Currently, Dr. Hall’s research focuses on studying forest carbon in the western United States and Alaska. At the Cary Institute, she is collaborating with Dr. Winslow Hansen and Dr. Charlie Canham to use simulation models and geospatial analysis to examine drivers of forest carbon and project future forest carbon.
Annual burned forest area in the western United States has rapidly increased over the past several decades, threatening forest carbon stocks. If forests are to prove an effective component in natural climate solutions, it is critical to develop rigorous baselines of current carbon storage across landscapes to regions from which we can assess future change. Simulation models are a promising tool for developing such baselines because they represent spatially continuous ecological processes that enable seamless projections into the future. Dr. Hall is validating forest carbon outputs from DYNAFFOREST, a state of the art forest and fire model, against those from forest inventory data to test the effectiveness of the simulated baseline. Once validated, she will simulate future forest carbon under various development, climate change, and disturbance scenarios to determine potential carbon trajectories and relationships between land ownership, development, and carbon markets. Finally, she is identifying the tradeoffs between maximizing forest carbon storage and other forest ecosystem services such as water provision, timber, and wildlife habitat. Identifying pathways towards increased carbon storage despite a host of anticipated challenges within the next century will help scientists and managers alike make crucial decisions about managing current forests for desired future outcomes.

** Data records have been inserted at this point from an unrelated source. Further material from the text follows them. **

PR #1605, opened 2026-08-06
[Fix #1604] Shell refactor

### LINKED ISSUE #1599: Incorporate https://github.com/open-workflow-specification/specification/pull/1182 when merged
This pr goal is to restore the Map argument for Script task, 
Currently the schema used for generation is customly modified to keep support for it, once https://github.com/open-workflow-specification/specification/pull/1182 is merged, we can replace the custom schema with the spec schema

### LINKED ISSUE #1604: Drop sh -c in RunShellExecutor, add command allowlist
## Problem

`RunShellExecutor` passes the assembled command string to `ProcessBuilder("sh", "-c", command)`. This means shell metacharacters (`;`, `|`, `&&`, `$(...)`, backticks) in jq-resolved values are interpreted by the shell, making any command allowlist trivially bypassable.

For example, even if only `echo` is allowed:

```yaml
command: ${ "echo " + .user.input }
```

An input of `hello; rm -rf /` becomes `sh -c 'echo hello; rm -rf /'` — the shell executes both commands.

## Proposal

**1. Replace `sh -c` with direct `ProcessBuilder` execution using an argv array.**

The spec already separates `command` (the executable) and `arguments` (the parameters). Map them directly:

- `command` → `argv[0]`
- `arguments` entries → `argv[1..n]` (key-value pairs become `"--key=value"`, key-only becomes `"--key"`)

```yaml
command: echo
arguments:
  --user: john
```

Becomes: `ProcessBuilder("echo", "--user=john")` — no shell involved.

Without a shell, metacharacters are literal strings, not operators. Injection is eliminated structurally, not by filtering.

**2. Add a command allowlist to `WorkflowApplication`.**

```java
WorkflowApplication.builder()
    .allowedShellCommands(List.of("echo", "grep", "curl"))
    .build()
```

- The resolved `command` (argv[0]) is compared against the allowlist as an exact string match.
- Empty list (default) = no shell execution allowed.
- Integrating frameworks pass their configuration through this API.

**3. Pipes, subshells, and redirection are no longer available.**

This is intentional. Users who need pipelines should wrap them in a dedicated script and allowlist that script name. This keeps the trust model clear: deployers control what executables are available, workflow authors control how to invoke them.

## Scope

- `RunShellExecutor` and `RunShellExecutorBuilder` in `impl-core`
- `WorkflowApplication` (new allowlist API)
- `CommandPropertySetter` in `impl-container` is a separate concern (tracked separately)

fjtirado:
Fix https://github.com/open-workflow-specification/sdk-java/issues/1604
Fix https://github.com/open-workflow-specification/sdk-java/issues/1599


types/src/main/resources/schema/workflow.yaml
```diff
@@ -1454,14 +1455,14 @@ $defs:
...
-       format: uri-reference
-       pattern: "^(?!\\s*\\$\\{)(?=\\S)(([^:/?#]+):)?(//([^/?#\\s]*))?([^?#\\s]*)(\\?([^#\\s]*))?(#(\\S*))?$"
+      - title: LiteralUriTemplate
+        type: string
+        format: uri-template
+        pattern: "^(?!\\s*\\$\\{)(?=\\S)(([^:/?#]+):)?(//([^/?#\\s]*))?([^?#\\s]*)(\\?([^#\\s]*))?(#(\\S*))?$"
+      - title: LiteralUri
+        type: string
+        format: uri-reference
+        pattern: "^(?!\\s*\\$\\{)(?=\\S)(([^:/?#]+):)?(//([^/?#\\s]*))?([^?#\\s]*)(\\?([^#\\s]*))?(#(\\S*))?$"
```
fjtirado, line 1465: This appears here as difference because I copied right away the schema from https://github.com/open-workflow-specification/specification/pull/1182. The format (just whitespaces)  of this section was slightly different because of manual modifications I did with previous Jiras (to finally obtain the same schema but with different white spaces). This change is aligning that so both schemas (spec and sdk) will be identical when https://github.com/open-workflow-specification/specification/pull/1182 is merged (which will be hopefully soon)

impl/test/src/test/resources/workflows-samples/run-shell/echo-with-env.yaml
fjtirado, line 1: with this approach we are unavoidily losing the possibility of specifying arguments from environment. I think thats for good, rather than set the enviroment to specify arguments, specify then directly either harcdoded or throoug expressions
The use case that we are not covering is when the user knows that there is an enviroments variable in his SO (a preexisting one, not one we are setting) that should be used as parameter. For covering this case it might be interesting, either manual replacing of the args string after applying the jq expression (replace $PEPE with System.getEnv("PEPE") in the evaluated string) or add the possibility to access the env from jq expressions (which is interesting by itself)
@ricardozanini @mcruzdev In any case, I think is better to adresss that with a different issue

impl/test/src/test/resources/workflows-samples/run-shell/touch-cat.yaml
fjtirado, line 1: I deleted that one, that now has to be implemented as two different consecutive commands. @mcruzdev  its a challenge that you might accept with a different issue, suit yourself ;)

impl/core/src/main/java/io/serverlessworkflow/impl/executors/RunShellExecutor.java
```diff
@@ -49,16 +48,21 @@ public RunShellExecutor(
...
+    if (!workflowContext.definition().application().allowedCommands().contains(command)) {
+      return CompletableFuture.failedFuture(
+          new IllegalAccessException(
+              "Command "
+                  + command
+                  + " is not allowed. Please verify the set of allowed commands passed to the application"));
     }
-    ProcessBuilder builder = new ProcessBuilder("sh", "-c", commandBuilder.toString());
+
+    List<String> commandAndArgs = new java.util.ArrayList<>();
```
ricardozanini:
```suggestion
    List<String> commandAndArgs = new ArrayList<>();
```

impl/test/src/test/resources/workflows-samples/run-shell/echo-with-env.yaml
ricardozanini: Why can't we have `environment`? Not sure if I understood, since `environment` is part of the definition.

impl/core/src/main/java/io/serverlessworkflow/impl/executors/RunShellExecutor.java
```diff
@@ -49,16 +48,21 @@ public RunShellExecutor(
...
-      commandBuilder.append(" ").append(entry.getKey().apply(workflowContext, taskContext, model));
-      entry
-          .getValue()
-          .ifPresent(
-              v -> commandBuilder.append("=").append(v.apply(workflowContext, taskContext, model)));
+
+    String command = shellCommand.apply(workflowContext, taskContext, model);
+    if (!workflowContext.definition().application().allowedCommands().contains(command)) {
+      return CompletableFuture.failedFuture(
+          new IllegalAccessException(
```
ricardozanini:
```suggestion
          new SecurityException(
```

> An IllegalAccessException is thrown when an application tries to reflectively create an instance (other than an array), set or get a field, or invoke a method, but the currently executing method does not have access to the definition of the specified class, field, method or constructor.

https://docs.oracle.com/javase/8/docs/api/java/lang/IllegalAccessException.html

Or we do a new `CommandNotAllowedException`.

impl/core/src/main/java/io/serverlessworkflow/impl/WorkflowApplication.java
```diff
@@ -690,4 +704,8 @@ public AllStrategyCorrelationInfoFactory allStrategyCorrelationInfoFactory() {
   public WorkflowLifeCycleCloudEventFactory lifeCycleCloudEventFactory() {
     return lifeCycleCloudEventFactory;
   }
+
+  public Set<String> allowedCommands() {
+    return allowedCommands;
```
ricardozanini, line 709:
```suggestion
    this.allowedCommands = Set.copyOf(builder.allowedCommands);
```

Let's make it immutable so we avoid noise.

impl/test/src/test/resources/workflows-samples/run-shell/echo-none.yaml
```diff
@@ -1,11 +1,13 @@
...
+  name: echo-none
   version: '0.1.0'
 do:
   - runShell:
       run:
         shell:
-          command: 'echo "Serverless Workflow"'
+          command: echo
+          arguments: 
+            - Javierito rulezzzz!!!!
```
ricardozanini:
```suggestion
            - Open Workflow
```

impl/test/src/test/resources/workflows-samples/run-shell/echo-with-env.yaml
fjtirado: We are still populating the environment of the process with the data provided by the definition, but since theere is not longer a shell invocation, if we use enviroment data in the arguments of the invocation, it does not get replaced by the environment value as before. 

Now

```

        command: echo 
        arguments: 
            - Hello $FIRST_NAME $LAST_NAME from env!
        environment:
            FIRST_NAME: John
            LAST_NAME: ${.lastName}
```

Will print in console 
`"Hello $FIRST_NAME $LAST_NAME from env!"`

while deleted test was printing: 

`"Hello John Doe from env!"`

(there was a lastName Doe in the jq input)

impl/core/src/main/java/io/serverlessworkflow/impl/executors/RunShellExecutor.java
fjtirado: Yes,  I understood why AI freaks out. that is an illegal attemp to execute a process, so an illegal access exception made perfect sense to me. 
SecurityException is better though (because IllegalAccessException inherits ReflectiveOperationException). I do not think a new exception is needed.

impl/core/src/main/java/io/serverlessworkflow/impl/WorkflowApplication.java
fjtirado: I make it inmutable. The suggested change is not just making it inmutable, it is copying it (a thing like the AI love to do, because it is generically "safer", but in our scenario is not needed at all)

impl/test/src/test/resources/workflows-samples/run-shell/echo-none.yaml
fjtirado: Ok, suggested change incorporated ;). I was taking advantage of the fact that the test does not care about the workflow output to make an homage to the author of the review

types/src/main/resources/schema/workflow.yaml
```diff
@@ -924,10 +924,11 @@ $defs:
                       title: ShellStdin
                       description: A runtime expression, if any, to the shell command as standard input (stdin).
                     arguments:
-                      type: object
+                      type: array
                       title: ShellArguments
-                      description: A list of the arguments of the shell command to run.
-                      additionalProperties: true
+                      description: A list of the arguments, if any, of the shell command to run.
+                      items:
```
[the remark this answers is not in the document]
fjtirado: Yes, I hope you realize that before the partial revets the backward compatibility was even worse. 
However after a lot of discussion, it is better to have list rather than map to shell, so the cost of backward incompatibility is assumed

impl/core/src/main/java/io/serverlessworkflow/impl/WorkflowApplication.java
```diff
@@ -147,6 +149,7 @@ private WorkflowApplication(Builder builder) {
     this.allStrategyCorrelationInfoFactory = builder.allStrategyCorrelationInfoFactory;
     this.lifeCycleCloudEventFactory = builder.lifeCycleCloudEventFactory;
     this.schedulerExecutorService = builder.schedulerExecutorService;
+    this.allowedCommands = Collections.unmodifiableSet(builder.allowedCommands);
```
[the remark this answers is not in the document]
fjtirado: Im really tired of you complaining when there is not defensive copy. 
this is called at application startup, the wrapped list is a goner not accesible by anyone. 
This being high is plain stupid

impl/test/src/test/resources/workflows-samples/run-shell/echo-jq.yaml
```diff
@@ -1,11 +1,13 @@
...
   namespace: test
-  name: run-shell-example
+  name: echo-jq
   version: '0.1.0'
 do:
   - runShell:
       run:
         shell:
-          command: ${ "echo Hello, \(.user.name)" }
+          command: echo
```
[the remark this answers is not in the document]
fjtirado: how the hell this is high if the test is working?, this is a low, and actually Im not going to change, it is good that if HUMAN user add an extra whitespace, the command still works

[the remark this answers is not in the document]
fjtirado: And if it is working because the command text is trimmed (as proven by the test)

impl/core/src/main/java/io/serverlessworkflow/impl/WorkflowApplication.java
ricardozanini: hmm I don't remember seeing this in the other commit:

>     this.allowedCommands = Collections.unmodifiableSet(builder.allowedCommands);

ricardozanini (approved):

impl/core/src/main/java/io/serverlessworkflow/impl/executors/RunShellExecutor.java
ricardozanini: Hmm it was not AI, I freaked out :D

Jazlynn graduated from the University of Wyoming with degrees in Geography and Anthropology. She received her Ph.D. from Columbia University in ecology and environmental biology, working with Dr. Maria Uriarte. Her Ph.D. research drew from principles in ecology, hydrology, and geography to identify the effects of forest disturbance from extreme events on carbon sequestration and streamflow in Puerto Rico. Through funding from the NSF-GRFP and the NSF-INTERN programs, Jazlynn was able to conduct fieldwork alongside other members of the Luquillo Long-Term Ecological Research (LTER) community assessing forest damage from Hurricane Maria. She collaborated with scientists at the USGS, USFS, and NASA to evaluate the extent of the forest damage using remote sensing methods and to determine the subsequent impacts on streamflow.